Benquo comments on Integrity and accountability are core parts of rationality

Benquo 21 Jul 2019 1:11 UTC
2 points
I don’t think I find that objectionable, it didn’t seem particularly interesting as a claim. It’s as old as “you can only serve one master,” god vs mammon, etc etc—you can’t do well at accountability to mutually incompatible standards. I think it depends a lot on the type and scope of accountability, though.
If the takeaway were what mattered about the post, why include all the other stuff?
- Raemon 21 Jul 2019 2:21 UTC
  12 points
  Parent
  If the takeaway were what mattered about the post, why include all the other stuff?
  I think habryka was trying to get across a more cohesive worldview rather than just a few points. I also don’t know that my interpretation is the same as his. But here are some points that I took from this. (Hmm. These may not have been even slightly obvious in the current post, but were part of the background conversation that prompted it, and would probably have eventually been brought up in a future post. And I think the OP at least hints at them)
  On Accountability
  First, I think there are people in the LessWrong readership who still have some naive conception of “be accountable to the public”, which is in fact a recipe for
  It’s as old as “you can only serve one master,”
  This is pretty different from how I’d describe this.
  In some sense, you only get to serve one master. But value is complex and fragile. So there many be many facets of integrity or morality that you find important to pay attention to, and you might be missing some of them. Your master may contain multitudes.

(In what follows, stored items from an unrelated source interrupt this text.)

PR #1373, opened 2018-10-24
Decode request path to a unicode under python 2.7

### LINKED ISSUE #1031: Decode non-ASCII UTF-8 characters in the request path before routing (Python 2.6/7 only)
HTTP/1.1 allows for non-ASCII characters to be included in URLs via UTF-8 percent-encoding. WSGI servers decode the URL to bytes, leaving a UTF-8 bytestring under Python 2.6/7 that must be decoded to a `unicode` string for proper routing, etc. when non-ASCII characters are present. This is a breaking change.

This means that req.path would now always be a `unicode` type, and we'll need to note this in the docstring.

kandziu:
Closes #1031

### DIFF
--- a/falcon/request.py
+++ b/falcon/request.py
@@ -183,6 +183,10 @@ class Request(object):
             Note:
                 `req.path` may be set to a new value by a `process_request()`
                 middleware method in order to influence routing.
+
+            Note:
+                `req.path` always decode to a unicode.
+
         query_string (str): Query string portion of the request URI, without
             the preceding '?' character.
         uri_template (str): The template for the route that was matched for
@@ -426,15 +430,15 @@ class Request(object):
         # empty string, so normalize it in that case.
         path = env['PATH_INFO'] or '/'
 
-        if six.PY2:
-            # NOTE(kandziu): WSGI servers decode the URL to bytes, leaving
-            # a "UTF-8 bytestring". Under Python 2.6/7 that must be decoded
-            # to a unicode.
-            path = path.decode('utf-8', 'replace')
-        else:
+        if six.PY3:
             # PEP 3333 specifies that PATH_INFO variable are always
             # "bytes tunneled as latin-1" and must be encoded back
             path = path.encode('latin1').decode('utf-8', 'replace')
+        else:
+            # NOTE(kandziu): WSGI servers decode the URL to bytes, leaving
+            # a "UTF-8 bytestring". Under Python 2.7 that must be decoded
+            # to a unicode.
+            path = path.decode('utf-8', 'replace')
 
         if (self.options.strip_url_path_trailing_slash and
                 len(path) != 1 and path.endswith('/')):
--- a/falcon/request.py
+++ b/falcon/request.py
@@ -426,7 +426,12 @@ class Request(object):
         # empty string, so normalize it in that case.
         path = env['PATH_INFO'] or '/'
 
-        if six.PY3:
+        if six.PY2:
+            # NOTE(kandziu): WSGI servers decode the URL to bytes, leaving
+            # a "UTF-8 bytestring". Under Python 2.6/7 that must be decoded
+            # to a unicode.
+            path = path.decode('utf-8', 'replace')
+        else:
             # PEP 3333 specifies that PATH_INFO variable are always
             # "bytes tunneled as latin-1" and must be encoded back
             path = path.encode('latin1').decode('utf-8', 'replace')
--- a/falcon/util/uri.py
+++ b/falcon/util/uri.py
@@ -26,7 +26,6 @@ in the `falcon` module, and so must be explicitly imported::
 
 import six
 
-
 # NOTE(kgriffs): See also RFC 3986
 _UNRESERVED = ('ABCDEFGHIJKLMNOPQRSTUVWXYZ'
                'abcdefghijklmnopqrstuvwxyz'
--- a/falcon/util/uri.py
+++ b/falcon/util/uri.py
@@ -27,9 +27,6 @@ in the `falcon` module, and so must be explicitly imported::
 import six
 
 
-# NOTE(kandziu): Invalid unicode character
-FFFD = u'\ufffd'
-
 # NOTE(kgriffs): See also RFC 3986
 _UNRESERVED = ('ABCDEFGHIJKLMNOPQRSTUVWXYZ'
                'abcdefghijklmnopqrstuvwxyz'
--- a/falcon/util/uri.py
+++ b/falcon/util/uri.py
@@ -26,6 +26,10 @@ in the `falcon` module, and so must be explicitly imported::
 
 import six
 
+
+# NOTE(kandziu): Invalid unicode character
+FFFD = u'\ufffd'
+
 # NOTE(kgriffs): See also RFC 3986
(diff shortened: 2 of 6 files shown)


vytas7:
@kandziu thanks for the effort! And no, the pep8 problem was caused by the new Flake8 release which had introduced breaking changes into how the ``--ignore`` lists are treated wrt default ignores, as well as the new checks which we were not in compliance with. This has been addressed, and I have merged the master into your branch. Let us keep the fingers crossed Travis passes this time :slightly_smiling_face: 

P.S. I have taken the liberty to edit out Python 2.6 from your title as Falcon no longer supports it.

kandziu:
Friendly ping! @vytas7 can you please review this PR?

falcon/request.py
```diff
@@ -426,7 +426,12 @@ def __init__(self, env, options=None):
         # empty string, so normalize it in that case.
         path = env['PATH_INFO'] or '/'
 
-        if six.PY3:
+        if six.PY2:
```
vytas7: Could we flip this conditional statement to check for ``PY3`` first, since
* Python 3 is supposedly getting more popular than Python 2 (the latter would be end of life in 2020)
* Python 3 is less performant

falcon/util/uri.py
```diff
@@ -26,6 +26,10 @@
 
 import six
 
+
+# NOTE(kandziu): Invalid unicode character
+FFFD = u'\ufffd'
```
vytas7: Any reason for singling out ``FFFD``?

  Any given facet of morality (or more generally, things I care about it) is complicated. I might want, to hold myself to a higher standard that I currently meet, is to have several people whom I hold myself accountable to, each of which pays deep attention to a different facet.
  If I’m running a company, I might want to be accountable to
  - people who deeply understand the industry I’m working in
  - people who deeply understand human needs, coercion, etc, who can tell me if I’m mistreating my workers,
  - people who understand how my industry interacts with other industries, the general populace, or the environment, who can call me out if I’m letting negative externalities run wild.
  - [edit] maybe just having a kinda regular person who just sanity checks if I seem crazy
  I might want multiple people for each facet, who look at that facet through a different lens.
  By having these facets represented in concrete individuals, I also improve my ability to resolve confusions about how to trade off multiple sacred values. Each individual might deeply understand their domain and see it as most important. But if they disagree, they can doublecrux with each other, or with me, and I can try to integrate their views into something coherent and actionable.
  There’s also the important operationalization of “what does accountable mean?” There’s different powers you could give these people, possibly including:
  - Emergency Doublecrux button – they can demand N hours of your time per year, at least forcing you to have a conversation to justify yourself
  - Vote of No Confidence – i.e. if your project still seems good but you seem corrupt, they can fire you and replace you
  - Shut down your project, if it seems net negative
  There might be some people you trust with some powers but not others (i.e. you might think someone has good perspectives that justify the emergency double crux button but not the “fire you” button)
  There’s a somewhat different conception you could have of all this that’s more coalition focused than personal development focused.
  - Benquo 21 Jul 2019 20:20 UTC
    2 points
    Parent
    I feel like all of this mixes together info sources and incentives, so it feels a bit wrong to say I agree, but also feels a bit wrong to say I disagree.
    - Raemon 21 Jul 2019 20:25 UTC
      2 points
      Parent
      I agree that there’s a better, crisper version of this that has those more distinct.
      I’m not sure if the end product, for most people, should keep them distinct because by default humans seem to use blurry clusters of concepts to simplify things into something manageable.
      But, I think if you’re aiming to be a robust agent, or build a robustly agentic organization, there’s is something valuable about keeping these crisply separate so you can reason about them well. (you’ve previously mentioned that this is analogous to the friendly AI problem and I agree). I think it’s a good project for many people in the rationalsphere to have undertaken to deepen our understanding, even if it turns out not to be practical for the average person.
      - Benquo 21 Jul 2019 20:57 UTC
        2 points
        Parent
        The “different masters” thing is a special case of the problem of accepting feedback (i.e. learning from approval/disapproval or reward/punishment) from approval functions in conflict with each other or your goals. Multiple humans trying to do the same or compatible things with you aren’t “different masters” in this sense, since the same logical-decision-theoretic perspective (with some noise) is instantiated on both.
        But also, there’s all sorts of gathering data from others’ judgment that doesn’t fit the accountability/commitment paradigm.